___ Given data

PR #6660, opened 2018-11-14
Define task id type in prefix of id string.

jeschkies:
Summary:
This introduces the `TaskIdWithIncarnation` id type. It is similar to
`ResidentTaskId` except that it prefixes the Mesos task id string with
`$tiwi$`. This makes parsing ids easier in the future, eg if we add the
version to the task id string with could introduce `TaskIdWithVersion`
with the type prefix `$tiv$`.

JIRA issues: MARATHON-8501

### DIFF
--- a/src/main/scala/mesosphere/marathon/core/task/Task.scala
+++ b/src/main/scala/mesosphere/marathon/core/task/Task.scala
@@ -406,9 +406,9 @@ object Task {
 
     /**
       * Create a taskId for a pod instance's task. This will create a taskId designating the instance and each
-      * task container's name. It may be used for reservations for persitent pods as well.
+      * task container's name. It may be used for reservations for persistent pods as well.
       *
-      * @param instanceId the ID of the instance that this task is contained in
+      * @param instanceId the ID of the instance that contains this task.
       * @param container the name of the task as per the pod container config.
       */
     def forInstanceId(instanceId: Instance.Id, container: Option[MesosContainer] = None): Id = EphemeralOrReservedTaskId(instanceId, container.map(_.name))
--- a/src/main/scala/mesosphere/marathon/core/task/Task.scala
+++ b/src/main/scala/mesosphere/marathon/core/task/Task.scala
@@ -253,6 +253,8 @@ object Task {
     override val reservationId = runSpecId.safePath + separator + uuid
 
     override val containerName: Option[String] = None
+
+    def increaseAttempt(): LegacyResidentId = this.copy(attempt = attempt + 1L)
   }
 
   /**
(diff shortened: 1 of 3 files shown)


src/main/scala/mesosphere/marathon/core/task/Task.scala
```diff
@@ -309,6 +311,38 @@ object Task {
...
+    // Quick access to the underlying run spec identifier of the task.
+    override lazy val runSpecId: PathId = instanceId.runSpecId
+
+    override lazy val reservationId: String = instanceId.idString
+
+    def increaseAttempt(): TaskIdWithIncarnation = this.copy(attempt = attempt + 1L)
+  }
+  object TaskIdWithIncarnation {
+    val typePrefix = "$tiwi$"
+    val regex = """^\$tiwi\$\.(.+)\.(instance-|marathon-)([^_\.]+)[\._]([^_\.]+)\.(\d+)$""".r
```
meln1k: What if container name will contain dots? is such case filtered somewhere else?

src/main/scala/mesosphere/marathon/core/task/tracker/impl/InstanceTrackerDelegate.scala
```diff
@@ -97,14 +97,16 @@ private[tracker] class InstanceTrackerDelegate(
...
           .mapTo[InstanceUpdateEffect]
           .transform {
-            case s@Success(_) => logger.info(s"Completed processing instance update ${update.operation.shortString}"); s
-            case f@Failure(e: AskTimeoutException) => logger.error(s"Timed out waiting for response for update $update", e); f
-            case f@Failure(t: Throwable) => logger.error(s"An unexpected error occurred during update processing of: $update", t); f
+            case s @ Success(_) =>
+              logger.info(s"Completed processing instance update ${update.operation.shortString}"); s
+            case f @ Failure(e: AskTimeoutException) =>
+              logger.error(s"Timed out waiting for response for update $update", e); f
+            case f @ Failure(t: Throwable) => logger.error(s"An unexpected error occurred during update processing of: $update", t); f
```
meln1k: Do you think `NonFatal(t)` is better here?

jeschkies: That's just a reformatting but yes 🙂

zen-dog: Why? Would you treat `NonFatal(t)` exceptions differently here? This whole `transform` part exists for logging purposes only.

src/main/scala/mesosphere/marathon/core/task/Task.scala
```diff
@@ -309,6 +311,38 @@ object Task {
...
+    *  - "$tiwi$.myGroup_myApp.marathon-b6ff5fa5-7714-11e7-a55c-5ecf1c4671f6.$anon.1"
+    *  - "$tiwi$.myGroup_myApp.instance-b6ff5fa5-7714-11e7-a55c-5ecf1c4671f6.$anon.3"
+    *  - "$tiwi$.myGroup_myApp.marathon-b6ff5fa5-7714-11e7-a55c-5ecf1c4671f6.rails.2"
+    *  - "$tiwi$.myGroup_myApp.instance-b6ff5fa5-7714-11e7-a55c-5ecf1c4671f6.rails.42"
+    *
+    * @param instanceId Identifies the instance the task belongs to.
+    * @param containerName If set identifies the container in the pod. Defaults to [[Task.Id.Names.anonymousContainer]].
+    * @param attempt Counts how often a task has been launched on a specific reservation.
+    */
+  case class TaskIdWithIncarnation(val instanceId: Instance.Id, val containerName: Option[String], attempt: Long) extends Id {
```
timcharper: let's call this incarnation instead of attempt?

src/main/scala/mesosphere/marathon/core/task/Task.scala
```diff
@@ -336,6 +370,11 @@ object Task {
       */
     def apply(idString: String): Task.Id = {
       idString match {
+        case TaskIdWithIncarnation.regex(safeRunSpecId, prefix, uuid, container, attempt) =>
```
timcharper: same; attempt vs incarnation

src/main/scala/mesosphere/marathon/core/task/tracker/impl/InstanceTrackerDelegate.scala
timcharper: Agree with @zen-dog ; we're not intercepting exceptions, we're logging them.

Matching all throwables is fine. Let's do `f @ Failure(t)` though?

src/main/scala/mesosphere/marathon/core/task/Task.scala
jeschkies: I don't think so. So you mean the container `$tiwi$.`?

src/main/scala/mesosphere/marathon/core/task/Task.scala
jeschkies: Good point.

src/main/scala/mesosphere/marathon/core/task/Task.scala
zen-dog: To be honest I think these `$tiwi$...` taksIds look kind of ugly. I like current current `group_app_UUID.N` pattern.

jeschkies: At the end it would be `group_app_-marathon-UUIID.$anon.$tiwi$.N`

alenkacz:
@zen-dog I think that this will be used by the Matthias's PR that has this incarnation and introduced similar construct as well...

src/main/scala/mesosphere/marathon/core/task/Task.scala
meichstedt: Why not just use a version? Start somewhere. `$v2` is fine, or any other arbitrary number as long as we increment the next one. An integer based taskId version is IMO preferable to a named version.

Apart from that, I guess a purist would ask for a UUID and sstore incarnation count and anything else in metdata, since serializing metadata in the ID is kind of weird.

jeschkies:
Superseded by #6674.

______

*Task*.
Repeat the listing above exactly, every line of it.

*Output of the exercise*.
PR #6660, opened 2018-11-14
Define task id type in prefix of id string.

jeschkies:
Summary:
This introduces the `TaskIdWithIncarnation` id type. It is similar to
`ResidentTaskId` except that it prefixes the Mesos task id string with
`$tiwi$`. This makes parsing ids easier in the future, eg if we add the
version to the task id string with could introduce `TaskIdWithVersion`
with the type prefix `$tiv$`.

JIRA issues: MARATHON-8501

### DIFF
--- a/src/main/scala/mesosphere/marathon/core/task/Task.scala
+++ b/src/main/scala/mesosphere/marathon/core/task/Task.scala
@@ -406,9 +406,9 @@ object Task {
 
     /**
       * Create a taskId for a pod instance's task. This will create a taskId designating the instance and each
-      * task container's name. It may be used for reservations for persitent pods as well.
+      * task container's name. It may be used for reservations for persistent pods as well.
       *
-      * @param instanceId the ID of the instance that this task is contained in
+      * @param instanceId the ID of the instance that contains this task.
       * @param container the name of the task as per the pod container config.
       */
     def forInstanceId(instanceId: Instance.Id, container: Option[MesosContainer] = None): Id = EphemeralOrReservedTaskId(instanceId, container.map(_.name))
--- a/src/main/scala/mesosphere/marathon/core/task/Task.scala
+++ b/src/main/scala/mesosphere/marathon/core/task/Task.scala
@@ -253,6 +253,8 @@ object Task {
     override val reservationId = runSpecId.safePath + separator + uuid
 
     override val containerName: Option[String] = None
+
+    def increaseAttempt(): LegacyResidentId = this.copy(attempt = attempt + 1L)
   }
 
   /**
(diff shortened: 1 of 3 files shown)


src/main/scala/mesosphere/marathon/core/task/Task.scala
```diff
@@ -309,6 +311,38 @@ object Task {
...
+    // Quick access to the underlying run spec identifier of the task.
+    override lazy val runSpecId: PathId = instanceId.runSpecId
+
+    override lazy val reservationId: String = instanceId.idString
+
+    def increaseAttempt(): TaskIdWithIncarnation = this.copy(attempt = attempt + 1L)
+  }
+  object TaskIdWithIncarnation {
+    val typePrefix = "$tiwi$"
+    val regex = """^\$tiwi\$\.(.+)\.(instance-|marathon-)([^_\.]+)[\._]([^_\.]+)\.(\d+)$""".r
```
meln1k: What if container name will contain dots? is such case filtered somewhere else?

src/main/scala/mesosphere/marathon/core/task/tracker/impl/InstanceTrackerDelegate.scala
```diff
@@ -97,14 +97,16 @@ private[tracker] class InstanceTrackerDelegate(
...
           .mapTo[InstanceUpdateEffect]
           .transform {
-            case s@Success(_) => logger.info(s"Completed processing instance update ${update.operation.shortString}"); s
-            case f@Failure(e: AskTimeoutException) => logger.error(s"Timed out waiting for response for update $update", e); f
-            case f@Failure(t: Throwable) => logger.error(s"An unexpected error occurred during update processing of: $update", t); f
+            case s @ Success(_) =>
+              logger.info(s"Completed processing instance update ${update.operation.shortString}"); s
+            case f @ Failure(e: AskTimeoutException) =>
+              logger.error(s"Timed out waiting for response for update $update", e); f
+            case f @ Failure(t: Throwable) => logger.error(s"An unexpected error occurred during update processing of: $update", t); f
```
meln1k: Do you think `NonFatal(t)` is better here?

jeschkies: That's just a reformatting but yes 🙂

zen-dog: Why? Would you treat `NonFatal(t)` exceptions differently here? This whole `transform` part exists for logging purposes only.

src/main/scala/mesosphere/marathon/core/task/Task.scala
```diff
@@ -309,6 +311,38 @@ object Task {
...
+    *  - "$tiwi$.myGroup_myApp.marathon-b6ff5fa5-7714-11e7-a55c-5ecf1c4671f6.$anon.1"
+    *  - "$tiwi$.myGroup_myApp.instance-b6ff5fa5-7714-11e7-a55c-5ecf1c4671f6.$anon.3"
+    *  - "$tiwi$.myGroup_myApp.marathon-b6ff5fa5-7714-11e7-a55c-5ecf1c4671f6.rails.2"
+    *  - "$tiwi$.myGroup_myApp.instance-b6ff5fa5-7714-11e7-a55c-5ecf1c4671f6.rails.42"
+    *
+    * @param instanceId Identifies the instance the task belongs to.
+    * @param containerName If set identifies the container in the pod. Defaults to [[Task.Id.Names.anonymousContainer]].
+    * @param attempt Counts how often a task has been launched on a specific reservation.
+    */
+  case class TaskIdWithIncarnation(val instanceId: Instance.Id, val containerName: Option[String], attempt: Long) extends Id {
```
timcharper: let's call this incarnation instead of attempt?

src/main/scala/mesosphere/marathon/core/task/Task.scala
```diff
@@ -336,6 +370,11 @@ object Task {
       */
     def apply(idString: String): Task.Id = {
       idString match {
+        case TaskIdWithIncarnation.regex(safeRunSpecId, prefix, uuid, container, attempt) =>
```
timcharper: same; attempt vs incarnation

src/main/scala/mesosphere/marathon/core/task/tracker/impl/InstanceTrackerDelegate.scala
timcharper: Agree with @zen-dog ; we're not intercepting exceptions, we're logging them.

Matching all throwables is fine. Let's do `f @ Failure(t)` though?

src/main/scala/mesosphere/marathon/core/task/Task.scala
jeschkies: I don't think so. So you mean the container `$tiwi$.`?

src/main/scala/mesosphere/marathon/core/task/Task.scala
jeschkies: Good point.

src/main/scala/mesosphere/marathon/core/task/Task.scala
zen-dog: To be honest I think these `$tiwi$...` taksIds look kind of ugly. I like current current `group_app_UUID.N` pattern.

jeschkies: At the end it would be `group_app_-marathon-UUIID.$anon.$tiwi$.N`

alenkacz:
@zen-dog I think that this will be used by the Matthias's PR that has this incarnation and introduced similar construct as well...

src/main/scala/mesosphere/marathon/core/task/Task.scala
meichstedt: Why not just use a version? Start somewhere. `$v2` is fine, or any other arbitrary number as long as we increment the next one. An integer based taskId version is IMO preferable to a named version.

Apart from that, I guess a purist would ask for a UUID and sstore incarnation count and anything else in metdata, since serializing metadata in the ID is kind of weird.

jeschkies:
Superseded by #6674.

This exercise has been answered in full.